How dare they come here and take what was his? Was he expected to give up what he'd spent his life making his?
His train of thought was interrupted as a man in front of him collapsed, blood spraying from his temple. A stray bullet had grazed his head. His lips were moving. Quickly the boy took a knee. The blood formed a pool around his head.
"Any sacrifice, any sacrifice" He murmured as life seeped out of him. Frantically the boy looked for something to stop the bleeding, but it was too late. Condensation had stopped curling upwards from his mouth. The pure dedication made the boy choke with emotion. He had to fight back tears for this man who he'd never known. For the first time he noticed what the man was wearing. A quote was scrawled by hand accross his shirt.
'I say a man who was nothing to die for, is not fit to live'
Forcing his sorrow to take a back seat, he stood up. This man had not given up even at death's door. He vowed that he would fight for these streets with tooth and nail.

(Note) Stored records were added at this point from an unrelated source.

PR #509, opened 2026-05-12
fix(website): resolve network page filter and rendering issues

twfhyr:
This commit fixes three interconnected bugs on the /network/ page that caused incorrect search results, stale React renders, and inflated service counts.

Issues Fixed
--------------

1. Service name search matched peer displayName
   - The search filter checked `m.id` which was composed as `${service}::${peer.displayName}`.
   - Searching for "Open Forge" would match every service from that peer because "Open Forge" was part of `m.id`.
   - Fix: Search now explicitly checks `m.serviceId` and `m.name`, removing the `m.id` from the search condition.

2. React rendered stale/incorrect rows
   - `m.id` used `peer.displayName` which is NOT unique. Multiple peers share names like "Antseed Node".
   - This created duplicate React keys. React's reconciliation algorithm reuses DOM nodes by key, so stale rows from previous renders were displayed instead of the filtered set.
   - The result: the table showed wrong services while the "N services found" counter was correct.
   - Fix: Generate truly unique `id` values by appending a row index: `${service}::${peerId}::${rowIdx}`.

3. Service count in stats bar was inflated
   - `uniqueServiceCount` used `models.map(...).length` which counts total rows (including duplicates across peers).
   - Fix: Use `new Set(models.map(m => m.serviceId)).size` to count unique models only.

4. "Supports prompt caching" checkbox had no effect
   - The UI toggled the checkbox state but never applied a filter in the `models.filter()` logic.
   - Fix: Added `cachedInputPrice` to the `ServiceRow` type and filter: `if (filters.supportsCaching && m.cachedInputPrice === 0) return false;`.

5. Provider chip filters were not triggering the Filters button indicator
   - The Filters button only showed "active" for slider/checkbox changes.
   - Fix: Include `query`, `providerFilter`, and `tagFilter` in the `hasActiveFilters` check.

Verification
------------
- Type "kimi" in the search box → only kimi-related services are shown.
- Click the "antseed-zh" provider chip → exactly 2 rows are displayed.
- Check "Supports prompt caching" → services without cached input pricing are hidden.
- Stats bar "Services" shows the actual count of unique models.

## What

Brief description of the change.

## Why

Why is this change needed?

## Testing

How was this tested? What tests were added or updated?

## Checklist

- [ ] `pnpm run build` passes
- [ ] `pnpm run test` passes

### DIFF
--- a/apps/website/src/pages/network.tsx
+++ b/apps/website/src/pages/network.tsx
@@ -119,11 +119,11 @@ function buildServiceRows(peers: PeerMetadata[]): ServiceRow[] {
   // First pass: count how many peers serve each service
   const peerCountMap = new Map<string, Set<string>>();
   for (const peer of peers) {
-    const pName = peer.displayName ?? peer.peerId.slice(0, 12);
+    const pId = peer.peerId.slice(0, 12);
     for (const ann of peer.providers) {
       for (const service of ann.services) {
         if (!peerCountMap.has(service)) peerCountMap.set(service, new Set());
-        peerCountMap.get(service)!.add(pName);
+        peerCountMap.get(service)!.add(pId);
       }
     }
   }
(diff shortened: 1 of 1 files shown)


kotevcode:
Thanks for the contribution!

PR #512, opened 2026-05-13
feat(metadata): v2 format with service/model hash (word[4])

Augustas11:
## Problem

The `ChannelSettled` event carries no model/service information. The metadata field (`bytes`) currently ABI-encodes 4 × uint256:

```
[version=1, inputTokens, outputTokens, requestCount]
```

This makes it impossible for explorer/indexer tooling to answer "which model was used?" for a given settled channel, since model selection is an off-chain routing decision.

## Solution — Metadata v2

Add a fifth word: `serviceHash = uint256(keccak256(utf8(serviceName)))`, with `version = 2` as a discriminant. The encoding stays backward-compatible: v1 decoders that read 4 words continue to work; v2 decoders check `word[0]` and conditionally read `word[4]`.

```
v1 (4 words): [1, inputTokens, outputTokens, requestCount]
v2 (5 words): [2, inputTokens, outputTokens, requestCount, keccak256(serviceName)]
```

Zero serviceHash means "unknown" (backward-compat with callers that omit it).

### `packages/node/src/payments/evm/signatures.ts`
- Add `serviceHash?: bigint` to `SpendingAuthMetadata`
- Add `hashServiceName(name: string): bigint` helper — `uint256(keccak256(toUtf8Bytes(name)))`
- `encodeMetadata`: emits v2 (5 words) when `serviceHash` is present and non-zero; falls back to v1 (4 words) otherwise
- Add `decodeMetadata` helper for the explorer to consume
- Keep `METADATA_VERSION` alias for backward-compat consumers

### `packages/node/src/payments/buyer-payment-manager.ts`
- Add `_currentService: Map<string, string>` (sellerPeerId → latest service slug)
- `signPerRequestAuth`: when `responseStats.service` is set, update `_currentService` and include `serviceHash` in metadata
- `handleNeedAuth`: when `buyerService` is resolved from `_requestService`, update `_currentService` and include `serviceHash` in metadata
- `cleanupSession`: clear `_currentService` on session teardown

### `packages/contracts/AntseedChannels.sol`
- NatSpec on `ChannelSettled` event documenting v2 layout — no ABI or logic changes (contract already accepts arbitrary `bytes calldata metadata` and only verifies `keccak256(metadata)`)

### `packages/contracts/test/AntseedChannels.t.sol`
- `test_settle_v2MetadataEmitsServiceHash`: reserve a channel, settle with v2 metadata carrying `keccak256("gpt-4o")`, assert `ChannelSettled` emits the full v2 bytes, assert decoded fields match

## Why no contract code change?

The `AntseedChannels` contract treats `metadata` as an opaque `bytes calldata` blob. It hashes it for EIP-712 verification and emits the raw bytes — no decoding. The 5-word v2 payload hashes correctly without any Solidity change.

## Migration path

- **New buyers** using updated `@antseed/node` will emit v2 metadata on every signed auth once a service slug is known for that channel
- **Old buyers** (v1) continue to work — contract is unchanged, explorers/indexers that read 4 words are unaffected
- **Explorer backfill**: impossible for historical events (no model in v1 data); only new post-deploy events will carry `serviceHash`

## Test plan
- [ ] `forge test --match-test test_settle_v2MetadataEmitsServiceHash` passes
- [ ] Existing `AntseedChannels.t.sol` tests unaffected (v1 encoding path unchanged)
- [ ] TypeScript: `encodeMetadata({ ..., serviceHash: hashServiceName('my-model') })` produces 5-word ABI encoding
- [ ] TypeScript: `encodeMetadata({ ... })` (no serviceHash) produces identical 4-word v1 output as before

### DIFF
--- a/packages/contracts/AntseedChannels.sol
+++ b/packages/contracts/AntseedChannels.sol
@@ -80,6 +80,11 @@ contract AntseedChannels is EIP712, Pausable, Ownable, ReentrancyGuard {
 
     // ─── Events ─────────────────────────────────────────────────────
     event Reserved(bytes32 indexed channelId, address indexed buyer, address indexed seller, uint128 maxAmount);
+    /// @dev `metadata` is ABI-encoded as N × uint256 words.
+    ///      v1 (4 words): [version=1, inputTokens, outputTokens, requestCount]
+    ///      v2 (5 words): [version=2, inputTokens, outputTokens, requestCount, serviceHash]
+    ///      where serviceHash = uint256(keccak256(bytes(serviceName))), zero = unknown.
+    ///      The contract does not decode metadata; it only verifies keccak256(metadata).
     event ChannelSettled(bytes32 indexed channelId, address indexed buyer, address indexed seller, uint128 cumulativeAmount, uint128 delta, uint128 totalSettled, uint256 platformFee, bytes metadata);
     event ChannelClosed(bytes32 indexed channelId, address indexed buyer, address indexed seller, uint128 settledAmount, uint128 refund);
     event ChannelTopUp(bytes32 indexed channelId, address indexed buyer, address indexed seller, uint128 additionalAmount, uint128 newDeposit);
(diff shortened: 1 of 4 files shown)


kotevcode:
a payment channel can contain multiple service though

PR #517, opened 2026-05-13
Docs/emissions v2 update

twfhyr:
## What

Update payment protocol documentation to reflect the current `AntseedEmissionsV2` contract deployed at migration epoch 4, replacing the legacy `AntseedEmissions` (now depleted).

### Changes by file

**`docs/protocol/spec/04-payments.md`**
- Rewrote Section 8 (Emission Distribution) to document `AntseedEmissionsV2` mechanics:
  - V2 backward compatibility with V1 points through epoch 4
  - Automatic epoch advancement via block timestamp
  - Emission schedule: `e_e = e_0 / 2^(epoch / HALVING_INTERVAL)`
  - Corrected split: **Seller 50% / Buyers 20% / Reserve 15% / Team 15%** (fixes stale 65/25/10/0 table)
  - Points accrual via `accrueSellerPoints` / `accrueBuyerPoints` / `accruePoints`
  - Optional `IAntseedPointsPolicy` hook
  - Per-epoch pro-rata distribution and seller/buyer caps (`maxSellerSharePct`, `maxBuyerSharePct`)
  - Seller claiming: locked rewards pool (`AntseedSellerRewardsPool`) with `AntseedSellerUnlockPolicy`
  - Buyer claiming via operator (`claimBuyerEmissions`)
  - Reserve & Team flush functions (`flushReserve`, `flushTeam`)
- Updated Section 10 (Contract Architecture) to include new V2 contracts
- Updated interaction flow references to V2

**`docs/protocol/diem-proxy.md`**
- Updated architecture diagram and deployment runbook references from `AntseedEmissions` to `AntseedEmissionsV2`

**`apps/website/docs/protocol/payments.md`**
- Updated Smart Contracts table to list V2, rewards pool, unlock policy, and legacy V1
- Added Emissions subsection:
  - V2 replacement at epoch 4 with backward compatibility
  - Emission split (50/20/15/15)
  - Seller/buyer claim mechanics

## Why

The protocol spec and website docs still described the legacy `AntseedEmissions` V1 contract (65/25/10 split, gas-accumulator claim, `advanceEpoch`, etc.), which was replaced by `AntseedEmissionsV2` after migration epoch 4. The V2 contract has different mechanics (locked rewards pool, unlock policy, pro-rata distribution, different emission split). The old docs were misleading for developers reading the contract source and users checking the website.

## Testing

- Verified `pnpm run build` passes in the `apps/website` workspace
- Verified `AntseedEmissionsV2.sol` source matches documented behavior (automated epochs, legacy combine logic, locked pool claiming)
- Double-checked contract address and migration epoch number against on-chain data

## Checklist

- [x] `pnpm run build` passes
- [x] `pnpm run test` passes

### DIFF
--- a/apps/website/docs/protocol/payments.md
+++ b/apps/website/docs/protocol/payments.md
@@ -128,15 +128,26 @@ USDC on Base. 6 decimal places. All on-chain amounts are in USDC atomic units (1
 ## Smart Contracts
 
 ```text title="contract architecture"
-AntseedRegistry       Central address book for all protocol contracts
-AntseedStaking        Seller staking (holds stake USDC, binds to ERC-8004 agentId)
-AntseedDeposits       Buyer deposits, seller payouts (holds buyer USDC)
-AntseedChannels       Payment channel lifecycle (swappable, holds NO USDC)
-AntseedEmissions      ANTS token emissions (USDC volume-based incentives)
-ANTSToken             ANTS ERC-20 token (1.04B max supply)
+AntseedRegistry            Central address book for all protocol contracts
+AntseedStaking             Seller staking (holds stake USDC, binds to ERC-8004 agentId)
+AntseedDeposits            Buyer deposits, seller payouts (holds buyer USDC)
+AntseedChannels            Payment channel lifecycle (swappable, holds NO USDC)
+AntseedEmissionsV2         ANTS token emissions (backward-compatible replacement)
+AntseedSellerRewardsPool   Locked ANTS reserves for sellers pending unlock
+AntseedSellerUnlockPolicy  On-chain policy controlling when sellers can claim
+AntseedEmissions (legacy)  Original emissions contract — depleted since epoch 4
+ANTSToken                  ANTS ERC-20 token (1.04B max supply)
 ```
 
-Network fees are set to 4% of settlement and flow to the Protocol Reserve, not to a company. The Protocol Reserve is intended to support long-term network sustainability, trust, utility, and alignment. Seller ANTS emissions are currently tracked but locked in a dedicated Provider Pool pending stronger validation; future claims may be subject to verification or slashing.
+Network fees are set to 4% of settlement and flow to the Protocol Reserve, not to a company. The Protocol Reserve is intended to support long-term network sustainability, trust, utility, and alignment.
+
+### Emissions
+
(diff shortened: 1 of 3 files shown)


Augustas11:
Solid alignment of the spec with V2. The math, locked-pool semantics, and backward-compat description all match `AntseedEmissionsV2.sol` and the invariant set (INV-39, INV-40, INV-45, INV-46). Removing the V1 Synthetix `rewardPerPointStored` accumulator math is correct — V2 uses per-epoch pro-rata snapshots, not a continuous accumulator.

Small fixes / additions before merge:

1. **`docs/protocol/diem-proxy.md` line 34 has a one-character indent shift** in the ASCII diagram (`        │ AntseedCh-` instead of `       │ AntseedCh-`). It misaligns the box. Quick fix.

2. **Pin a concrete `MIGRATION_EPOCH` value.** The doc says "epochs `<= MIGRATION_EPOCH`" / "depleted since epoch 4" but the latter is in `payments.md` only. Saying `MIGRATION_EPOCH = 4` explicitly in `spec/04-payments.md:222–230` would let readers map to wall-clock dates.

3. **Verify `accruePoints(channelId, buyer, seller, pointsDelta)`** described at `spec/04-payments.md:179` actually exists on the deployed `AntseedEmissionsV2`. If it's only planned, mark it as "(future)" rather than current API.

4. **Document the default of `AntseedSellerUnlockPolicy.canClaimSellerUnlocked`** — per INV-46 it's "all sellers locked" by default. Sellers wondering why their first claim went to `AntseedSellerRewardsPool` and not their wallet will appreciate the heads-up.

5. **`flushTeam()` requires `registry.teamWallet()` to be set** — worth a one-liner in `spec/04-payments.md:215-220` so operators don't get a surprise revert.

6. **Cross-track:** `CLAUDE.md` (root) still says "52M max supply" — this PR is consistent with code (1.04B in `ANTSToken.sol:10`) and with `payments.md:135`. While you're touching docs, consider also fixing `CLAUDE.md` so the documentation no longer disagrees with itself by a 20× factor (INV-L6 / hotspot H6 in our local notes).

7. **Numeric defaults for the per-epoch caps** — `spec/04-payments.md:197–200` says "default historically ~15%" and "default 5%". Filling in the concrete on-chain defaults (whatever was set at deploy) would make this doc self-contained.

Nothing here is blocking — these are all polish to make the doc the canonical source of truth.

PR #550, opened 2026-05-16
fix(payments): resolve topUp race condition causing premature channel closure

kotevcode:
## Problem

Channels are being prematurely closed and undercharging buyers due to an on-chain `topUp()` race condition.

### Root Cause

The smart contract's `topUp()` requires **85% of the current deposit to be settled** before allowing a top-up (`TopUpThresholdNotMet` error `0x1ea4506b`). The buyer was sending the topUp ReserveAuth **before** the SpendingAuth that would bring the seller's accepted cumulative high enough to meet this threshold.

### Failure Sequence (from logs)

1. Seller sends NeedAuth with `required=1,081,743` (exceeds ceiling of 1,000,000)
2. Buyer sends topUp ReserveAuth first (ceiling 1M → 2M)
3. Buyer sends SpendingAuth for 1,081,743 second
4. Seller processes topUp → calls `topUp()` on-chain with `settleAmount=734,455`
5. **Contract reverts**: `734,455 < 850,000` (85% of 1M) → `TopUpThresholdNotMet`
6. SpendingAuth for 1,081,743 rejected (exceeds unchanged `reserveMax=1,000,000`)
7. Channel declared exhausted → closed at 734,455 instead of actual spend of 1,081,743

### Buyer side (`buyer-payment-manager.ts`)
- **Send SpendingAuth BEFORE topUp**: In `handleNeedAuth` and `extendCurrentSpendingAuth`, sign at the current ceiling first (giving seller enough to settle), then send topUp ReserveAuth
- **Lower proactive threshold**: 85% → 65% to trigger topUp earlier with deferred retry as safety net

### Seller side (`seller-payment-manager.ts`)
- **Graceful topUp failure**: When on-chain `topUp()` fails, defer it instead of crashing the flow; retry after the next SpendingAuth raises the settle amount
- **Pending topUp awareness**: Accept SpendingAuths within the pending topUp ceiling (not just current on-chain ceiling)

### Request handler (`seller-request-handler.ts`)
- Use `getEffectiveReserveMax()` (includes pending topUp) when checking exhaustion to prevent premature channel closure while topUp is being retried

### DIFF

With his renewed strength he looked around, ready to take on any figure of authority. But there was a change in the feeling of the crowd. A cheer rippled through the people. They had done it. They had won.
Part 2 (http://pokemon-universe.com/index.php/topic,1611.0.html)
Part 3 (http://pokemon-universe.com/index.php/topic,1627.msg30827/topicseen.html#new)
Part 4 (http://pokemon-universe.com/index.php/topic,1687.new.html#new)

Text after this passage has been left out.